# CSE 372 Stochastic Modeling (3 credits)

Typically offered during both the fall and spring semesters.

## Catalog description:

Survey of methods of stochastic operations research including reliability, Markov processes, queuing theory, and decision theory. Computer used for modeling and solving problems.

## Prerequisites:

STA 301/401/501 or concurrent registration or STA 368.

## Miami Plan:

MPT - Second course in thematic sequence, CSE 3 - Mathematical & Computer Modeling .

## Required topics (approximate weeks allocated):

• Review of probability (1)
• Markov chain models (3)
• stochastic processes, Markov chains
• classification of states of a Markov chain
• steady-state probabilities and first passage times
• absorbing states
• Decision analysis (2)
• decision making under uncertainty
• decision making under risk: with and without experimentation
• decision trees and Baye's rule
• Queuing models (5)
• pure birth, pure death and birth-death processes
• queuing models based on birth-death processes
• models involving non-exponential distributions
• Optional topics (3.5)
• reliability
• introduction to game theory: two-person zero-sum games
• introduction to inventory models: basic EOQ model, single-period decision models, news vendor problems
• introduction to forecasting: moving average, simple exponential smoothing, Holt's method (trend)
• introduction to simulation
• utility theory
• Exams/Review (1)

## Course Outcomes

1: To be able to apply previous knowledge of probability theory to construct stochastic models of random systems.

1.1: The student can use probability distributions to represent random components of a system.

1.2: The student can use the probability theory to compute event probabilities, expected values, and variances in random environments.

1.3: The student can use the theoretical distributions Binomial, Poisson, Normal, and Exponential to represent random components of a system.

2: To be able to model time dependent random phenomena as a Markov chain.

2.1: The student can explain the fundamental assumptions and terminologies of a Markov chain.

2.2: The student can recognize and compute state probabilities and expected passage times for ergodic Markov chains.

2.3: The student can recognize and compute absorption probabilities and expected time until absorption for absorbing Markov chains.

3: To be able to model birth-death queuing systems in steady state.

3.1: The student can explain the fundamental assumptions and terminologies of birth-death queuing systems.

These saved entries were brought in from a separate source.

Issue #1402, opened 2026-06-13
target: drop the interner from register_all (convert entry_symbol/syscall_layer/libdir/dynamic_linker to str, intern at the linker consumer)


octalide:
Follow-up from #1377 (split out during that refactor). #1377 made the vtable `name`/`file_extension`/reg-class names immutable `str` constants, but `register_all` still takes the interner because the OS registrars per-session-intern `entry_symbol`, `syscall_layer`, `libdir`, `dynamic_linker` (and these are consumed as StrIds elsewhere).

## Ask

Achieve #1377's headline goal — `register_all` needs no interner — by converting the remaining per-session-interned vtable string-constant fields (`OsVTable.{entry_symbol, syscall_layer, libdir, dynamic_linker}`, and any ISA/ABI/OF equivalents) to plain `str`, and interning at the point of use in the consumers.

## Blast radius (why it's separate from #1377)

`entry_symbol` and `dynamic_linker` are read as StrIds in the **load-bearing linker entry path**:
- `linker.mach:702` — `entry_name: StrId = tgt.os.entry_symbol` (program-entry resolution, compared against symbol StrIds).
- `linker.mach:1365` — `dyn.info.interp = tgt.os.dynamic_linker` (PT_INTERP).

Converting them to `str` pushes interning into the linker (intern entry_symbol/interp at use — ~2-3 sites). Bounded, but it touches the entry/interp resolution, so it warrants its own review rather than riding the behavior-preserving #1377 name refactor. Verify with the byte-identical self-host fixpoint.

Refs #1377.

Issue #1377, opened 2026-06-12
target: make the isa/os/abi/of vtables truly immutable singletons (drop the per-session re-interned StrId fields)


octalide:
Follow-up deferred from #1319 (PR #1375), per that issue's "note on the vtable singletons" allowance.

The OF/ISA/OS/ABI vtables remain module-global statics whose `name` (and dead `file_extension`) `StrId` fields are re-interned per session by the registrars — harmless for the one-session-per-process CLI, but a latent cross-session hazard if two in-process sessions ever coexist, and it forces `register_all` to take an interner it otherwise wouldn't need.

Fix: make the vtable `name`/`file_extension` (and the reg-class names) plain `str` constants so the vtables are genuinely immutable and `register_all` needs no interner. Blast radius: vtable struct layout, the 10 registrars, `target.register_all`, and the three CLI entry points that currently pass `?s.interner`.

Behavior-preserving; verify with the byte-identical self-host fixpoint like #1319.

Parent: #1285. Epic: #1259.

octalide:
Closing: the immutable-vtable-names deliverable shipped in #1403 / v1.5.2 — the OF/ISA/OS/ABI vtable `name` (and reg-class names) are now immutable `str` constants set directly by the registrars, the dead `OfVTable.file_extension` is removed, and `mach info` reads the names directly. Behavior-preserving, verified by the byte-identical self-host fixpoint.

The remaining half of this issue — eliminating the interner from `register_all` entirely by also converting `entry_symbol`/`syscall_layer`/`libdir`/`dynamic_linker` to `str` and pushing interning into the linker entry/interp path — is tracked separately in #1402 (deferred: it touches the load-bearing linker entry/PT_INTERP resolution). #1402 is the single open tracker for it.

Issue #1319, opened 2026-06-11
of: make the isa/os/abi/of registries session-owned (piece 3 of #1285)


octalide:
Piece 3 of #1285, split out per that issue's allowance. Pieces 1 and 2 landed in #1317:

- **Piece 1** — relocation kinds are now a closed `of.RK_*` enum; the per-format interned-kind tables and the linker's `RelocKindIds` mirror are gone.
- **Piece 2** — the interner is threaded through `ObjectImage.interner` / `ParserFn` / `DynExecFn`; the `elf_interner`/`coff_interner` module globals are deleted. **This already removed the correctness hazard** the original issue describes (a process-global registry keyed off a module-global interner) — the registrars no longer capture any per-session state.

What remains (this issue): the `isa`/`os`/`abi`/`of` registries are still process-global arrays of vtable pointers (write-once-turned-rebinding per #1308). Moving them onto session/driver-owned state is now a pure ownership/cleanliness refactor, not a correctness fix.

## Design
- Per-dimension registry structs local to each module (avoids the target↔dimension import cycle): `isa.IsaRegistry`, `os.OsRegistry`, `abi.AbiRegistry`, `of.OfRegistry` — each just the `[8]*XVTable` slot array.
- `target.TargetRegistry` bundles the four; the `Session` (or driver) owns one.
- `register`/`lookup`/`registered_count`/`registered` in the four dimension modules take a `*XRegistry`; the process-global arrays + `ensure_*_registry` are deleted.
- `target.register_all(reg, i)` threads `?reg.isa` / `?reg.of` / … into the 10 registrars (`register_x64`, `register_coff`, `elf.register`, `linux.register_linux`, …), which push into the passed registry instead of a global.
- `target.select(reg, os, arch)` reads the passed registry; `driver` passes the session's.
- `mach info`'s enumeration (`registered_count`/`registered`, PR #1315) reads the owned registry.
- The CLI ordering invariant (register_all before select) becomes an ordinary init dependency on the owned registry.

## Note on the vtable singletons
[...]

Issue #1312, opened 2026-06-11
cli: `mach info` — at-a-glance compiler version + build information


octalide:
Maintainer request (2026-06-11): a quick way to identify the installed binary. `mach info` prints: compiler version, what the binary was built for (host os/isa — foldable at compile time via the new $target.* roots), and the registered capability surface (ISAs, OSes, object formats — enumerable from the registries; this doubles as 'which targets can this binary actually build'). Goals: one screen, no project required (must work outside a mach.toml directory), stable line-oriented format friendly to scripts. Also: surface the version in the bare `mach` usage banner, and accept `mach --version` as a one-line alias for tooling. Versions come from the interned compiler version string (the $project.version flip is staged as #1311 — info consumes the same single source once that lands).

octalide:
**Amendment (maintainer, 2026-06-11):** no global `mach --version` flag — the one-line version output lives at `mach info --version` instead. Bare `mach --version` is not recognized (normal unknown-flag handling). The usage-banner version line and the full `mach info` output are unchanged.

PR #1403, opened 2026-06-13
refactor(target): immutable vtable name/file_extension/reg-class str constants (#1377)

octalide:
Behavior-preserving refactor of #1377 (option A — the immutable-name half).

## Change
- `OsVTable.name`, `IsaVTable.name`, `AbiVTable.name`, `OfVTable.name`, and `RegClass.name` become plain `str` constants instead of per-session-interned `StrId` fields — the registrars set string literals directly, so the vtables are genuinely immutable and no longer re-intern their names each session.
- `OfVTable.file_extension` was **dead** (set by the 3 OF registrars, never read) → removed.
- `mach info` reads `vt.name` directly (a `str`), dropping `name_of`/`cap_fail` and the display interner.

## Verification
- **Byte-identical self-host fixpoint** (the #1319-style check): stage-1 = installed v1.5.1 building this source; stage-2 = stage-1 rebuilding this source; the two binaries are `cmp`-identical → the refactor changes no codegen.
- Suite green: **426 passed, 0 failed** (incl. the #1312 registry-enumeration test).
- Net `-133/+40` across 15 files (removed interning boilerplate).

## Scope note (the other half of #1377)
`register_all` still takes the interner: the OS vtables' `entry_symbol`/`syscall_layer`/`libdir`/`dynamic_linker` remain `StrId` because they're consumed as StrIds in the **load-bearing linker entry path** (`linker.mach:702` entry resolution, `:1365` PT_INTERP). Eliminating the interner entirely means converting those + interning at the linker consumers — split to **#1402** so that load-bearing change gets its own review rather than riding this behavior-preserving name refactor.

Refs #1377. (Leaving #1377 open for your call on closing-as-A vs keeping for #1402.)

### DIFF
--- a/src/cli/cmd/info.mach
+++ b/src/cli/cmd/info.mach
@@ -81,7 +81,7 @@ pub fun run(argc: usize, argv: **u8) i64 {
     print.print(host_isa());
     print.print("\n");
 
-    val code: i64 = print_capabilities(?reg, ?interner);
+    val code: i64 = print_capabilities(?reg);
     intern.dnit(?interner);
     ret code;
 }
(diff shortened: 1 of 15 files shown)


octalide:
Parking this pending octalide's call on the #1377 scope (per team-lead's defer decision). This branch carries the full **option A** (immutable vtable name/file_extension/reg-class str constants; self-host fixpoint byte-identical) — a valid head-start under either resolution: if octalide picks A, this is ready to mark ready + merge; if B (also convert entry_symbol/syscall_layer/libdir/dynamic_linker and push interning into the linker entry/interp path, per #1402), it builds on this. Dropped from the v1.5.2 bundle. Not for merge until octalide decides A vs B.

Issue #1431, opened 2026-06-14
epic: aarch64-linux primary triple


octalide:
## Scope

Bring up **aarch64-linux** as a new primary triple — the first v1.6 target, a lower-risk proving step before darwin (octalide's sequencing decision). It reuses the proven ELF object writer and the linux OS layer; only three orthogonal vtable compositions plus one structural linker change are missing:

- **ISA** (#1171) — `isa/arm64.mach` is a 130-line data-only stub (`select=nil`/`encode=nil`); becomes the x64 four-file shape (`register`/`isel`/`encode`/`printer` + leaf-defs) for fixed-width 32-bit A64.
- **ABI AAPCS64** (#1174) — `ABI_AAPCS64=3` is reserved and `canonical_abi` already routes `(linux,aarch64)→AAPCS64` (target.mach:104), but no `AbiVTable` is ever registered, so `select(linux,aarch64)` fails at `abi.lookup` today.
- **Reloc kinds** (#1163) — the abstract enum stops at `RK_ADDR32NB=5` (of.mach:68); ELF aarch64 map stops at `CALL26` (elf.mach:165).
- **Arch-aware linker** (new) — `apply_one` (be/linker.mach:1552) is x86-only and takes **no arch parameter**, so the internal static linker has **never** correctly applied an aarch64 relocation. Threading `arch_id` + A64 bit-packers is the central change behind "reuse ELF".

Sub-epic of #1180 (multi-target matrix). **Darwin is a separate later effort, not in this epic.**

## Critical correctness facts (from code-verified review)

The stub ships **four silent-miscompile-class** issues that **byte-tests cannot catch** — they MUST be fixed before the first runnable artifact (proof is qemu execution, not bytes):

1. **scratch_reg2/IP1 (X17) never reserved** — `seed_reserved` (regalloc.mach:706-712) reserves only `scratch_reg`; arm64 uses both IP0+IP1 as encoder scratch with a disjoint reload pool, so regalloc will color a live vreg onto X17 and immediate/address legalization clobbers it. Fix: extend `seed_reserved` to also reserve `scratch_reg2` (idempotent for x64 — R10 is already in the reserved reload pool).
2. **FP scratch V31 in the allocatable bank** — vector `count=32` while `fp_scratch_reg=V31`; an FP-scratch use corrupts a float vreg. Fix: hold V31 back (`count=31`), mirroring x64's xmm count=14.
[...]

PR #1461, opened 2026-06-14
fix(aarch64): f64/f32 memory load/store register-class dispatch + naked asm framing

### LINKED ISSUE #1459: aarch64: f64/f32 memory load/store ignore register class (self-host non-determinism)
Part of #1431.

The aarch64 backend's `encode_load` and `emit_store_mem` always used the GP register path, ignoring operand register class. A float loaded **from** memory was emitted as `ldr x` (bits land in a GP register, never the FP register); a float-register store **to** memory as `str x`. The value lands in the wrong bank and the FP register keeps stale garbage (a leftover, ASLR-randomized address).

Lowering creates a single `MIR_LOAD`/`MIR_STORE` with an XMM-class operand and expects the encoder to dispatch on class (as x86 does → MOVSS/MOVSD). aarch64 did not.

**Impact:** self-host fixpoint non-determinism. The compiler reads its own AST float literals via an f64 struct-field load; with the bug those reads returned the field *address*, leaking 24 distinct ASLR pointers into f64 immediate constants (109 sites) — different every run. Byte-identical cross-verification passed because both hosts emit the *same deterministically-wrong* bytes; only the self-host fixpoint (single-compiler-two-runs determinism) caught it.

Local float math is unaffected (locals live in XMM regs / spill through the correct FP path), which is why std's aarch64 suite stayed green.

**Fix:** add a vector-class branch to `encode_load` and `emit_store_mem` emitting `ldr/str Sd|Dd` via `emit_fp_mem`. Arch-isolated to arm64/encode.mach.

**Verified:** aarch64 self-host fixpoint converges byte-identical (s1==s2==s3); 0 residual pointer-shaped f64 constants.

### LINKED ISSUE #1460: aarch64: naked asm-only function framing corrupts _start argc
Part of #1431.

An inline-asm-only function with no frame (`_start`) was still getting the record-at-top prologue (`stp x29,x30,[sp,#-16]!; mov x29,sp`), which shifts SP before `_start` reads the kernel-supplied argc/argv off the entry stack — so a cross-built mach launched with arguments saw argc=0 and printed help.

Two parts, both arch-isolated to arm64/{encode,register}.mach:
- `asm_clobbers` (the AsmClobbersFn vtable slot) was `nil`, forcing the allocator's conservative all-register clobber → every asm function got framed. Implemented per-mnemonic GP clobber inference (mirrors x86-64's `asm_clobbers`).
- `function_is_naked`: an asm-only function with no frame / callee-saves / outgoing args emits NO prologue/epilogue — its inline asm owns the stack (mirrors x86-64).

**Verified:** cross-built mach under qemu reads argv correctly; self-host fixpoint converges.

octalide:
Bundles the two aarch64 backend fixes that unblock the **aarch64 self-host fixpoint** (v1.6.0 release gate). Arch-isolated to `arm64/{encode,register}.mach`; the x86 path is untouched.

## #1459 — f64/f32 memory load/store ignored register class (the self-host non-determinism)
`encode_load` / `emit_store_mem` always used the GP path. A float loaded **from** memory became `ldr x` (bits land in a GP reg, never the FP reg); a float-register store became `str x`. Lowering emits a class-tagged `MIR_LOAD`/`MIR_STORE` and expects class dispatch (x86 does → MOVSS/MOVSD); aarch64 didn't. Fix: vector-class branch in both → `ldr/str Sd|Dd` via `emit_fp_mem`.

3.2: The student can recognize and compute state probabilities, expected utilizations, expected time in the system, and expected number in the system for birth-death queuing systems with various numbers of servers, various amounts of queuing space, and various size populations.

3.3: The student can recognize and perform similar computations to those listed in (3b) for a simple non birth-death queuing systems.

3.4: The student can recognize and perform similar computations to those listed in (3b) for a birth-death queuing networks with and without feedback.

4: To be able to model decisions with uncertain outcomes.

4.1: The student can represent a decision problem with uncertain outcomes as a decision tree and determine the action with the best expected performance.

4.2: The student can compute the expected performance improvement by obtaining additional information and perfect information.

4.3: The student can apply Bayes’ rule to compute posterior probabilities based on the value of the additional information.

4.4: The student can model a decision maker’s behavior using utility functions.

5: To be able to deal effectively with stochastic elements in a wide variety of systems.

5.1: The student can apply the fundamentals developed in Objectives 1-4 to a wide variety of application areas.

5.2: The student understands how to use data to model stochastic elements of a system.